(Exercise description) Reproduce the data that follows precisely.

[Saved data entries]
#####
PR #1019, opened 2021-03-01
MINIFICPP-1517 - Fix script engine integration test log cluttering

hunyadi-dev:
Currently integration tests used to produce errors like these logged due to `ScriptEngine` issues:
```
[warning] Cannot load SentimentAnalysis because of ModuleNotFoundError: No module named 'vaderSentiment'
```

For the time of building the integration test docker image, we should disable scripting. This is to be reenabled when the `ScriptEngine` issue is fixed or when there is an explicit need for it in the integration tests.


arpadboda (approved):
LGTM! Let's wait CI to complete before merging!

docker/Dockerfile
#####
(Response)
PR #1019, opened 2021-03-01
MINIFICPP-1517 - Fix script engine integration test log cluttering

hunyadi-dev:
Currently integration tests used to produce errors like these logged due to `ScriptEngine` issues:
```
[warning] Cannot load SentimentAnalysis because of ModuleNotFoundError: No module named 'vaderSentiment'
```

For the time of building the integration test docker image, we should disable scripting. This is to be reenabled when the `ScriptEngine` issue is fixed or when there is an explicit need for it in the integration tests.


arpadboda (approved):
LGTM! Let's wait CI to complete before merging!

docker/Dockerfile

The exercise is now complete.